[Dataset entries]
_ _ _

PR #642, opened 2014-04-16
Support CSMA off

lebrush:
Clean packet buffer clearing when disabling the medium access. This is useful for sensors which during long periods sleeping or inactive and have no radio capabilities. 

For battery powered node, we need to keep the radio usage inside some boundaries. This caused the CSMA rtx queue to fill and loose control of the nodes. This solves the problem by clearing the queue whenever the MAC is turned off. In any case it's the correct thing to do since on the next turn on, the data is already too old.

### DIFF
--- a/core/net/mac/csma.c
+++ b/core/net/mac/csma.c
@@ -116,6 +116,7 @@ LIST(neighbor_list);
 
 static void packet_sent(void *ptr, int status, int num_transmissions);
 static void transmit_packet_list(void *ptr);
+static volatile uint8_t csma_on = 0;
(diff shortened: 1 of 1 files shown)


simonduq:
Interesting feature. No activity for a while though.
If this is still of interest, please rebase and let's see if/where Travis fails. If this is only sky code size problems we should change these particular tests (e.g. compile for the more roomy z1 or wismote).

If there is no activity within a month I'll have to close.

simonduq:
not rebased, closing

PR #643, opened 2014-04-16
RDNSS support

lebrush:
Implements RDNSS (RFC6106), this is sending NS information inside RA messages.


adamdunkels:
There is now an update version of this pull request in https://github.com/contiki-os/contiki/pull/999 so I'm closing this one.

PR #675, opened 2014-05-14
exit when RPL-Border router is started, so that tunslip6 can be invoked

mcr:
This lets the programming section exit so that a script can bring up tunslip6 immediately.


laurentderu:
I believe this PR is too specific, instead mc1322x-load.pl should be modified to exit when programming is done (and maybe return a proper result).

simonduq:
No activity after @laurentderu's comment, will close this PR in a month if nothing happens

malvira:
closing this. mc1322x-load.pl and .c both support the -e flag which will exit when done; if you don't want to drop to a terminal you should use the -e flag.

_ _ _

## WHAT IS BEING ASKED
Transcribe all of the data above, keeping each line exactly as it stands.

## ANSWER SPACE
PR #642, opened 2014-04-16
Support CSMA off

lebrush:
Clean packet buffer clearing when disabling the medium access. This is useful for sensors which during long periods sleeping or inactive and have no radio capabilities. 

For battery powered node, we need to keep the radio usage inside some boundaries. This caused the CSMA rtx queue to fill and loose control of the nodes. This solves the problem by clearing the queue whenever the MAC is turned off. In any case it's the correct thing to do since on the next turn on, the data is already too old.

### DIFF
--- a/core/net/mac/csma.c
+++ b/core/net/mac/csma.c
@@ -116,6 +116,7 @@ LIST(neighbor_list);
 
 static void packet_sent(void *ptr, int status, int num_transmissions);
 static void transmit_packet_list(void *ptr);
+static volatile uint8_t csma_on = 0;
(diff shortened: 1 of 1 files shown)


simonduq:
Interesting feature. No activity for a while though.
If this is still of interest, please rebase and let's see if/where Travis fails. If this is only sky code size problems we should change these particular tests (e.g. compile for the more roomy z1 or wismote).

If there is no activity within a month I'll have to close.

simonduq:
not rebased, closing

PR #643, opened 2014-04-16
RDNSS support

lebrush:
Implements RDNSS (RFC6106), this is sending NS information inside RA messages.


adamdunkels:
There is now an update version of this pull request in https://github.com/contiki-os/contiki/pull/999 so I'm closing this one.

PR #675, opened 2014-05-14
exit when RPL-Border router is started, so that tunslip6 can be invoked

mcr:
This lets the programming section exit so that a script can bring up tunslip6 immediately.


laurentderu:
I believe this PR is too specific, instead mc1322x-load.pl should be modified to exit when programming is done (and maybe return a proper result).

simonduq:
No activity after @laurentderu's comment, will close this PR in a month if nothing happens

malvira:
closing this. mc1322x-load.pl and .c both support the -e flag which will exit when done; if you don't want to drop to a terminal you should use the -e flag.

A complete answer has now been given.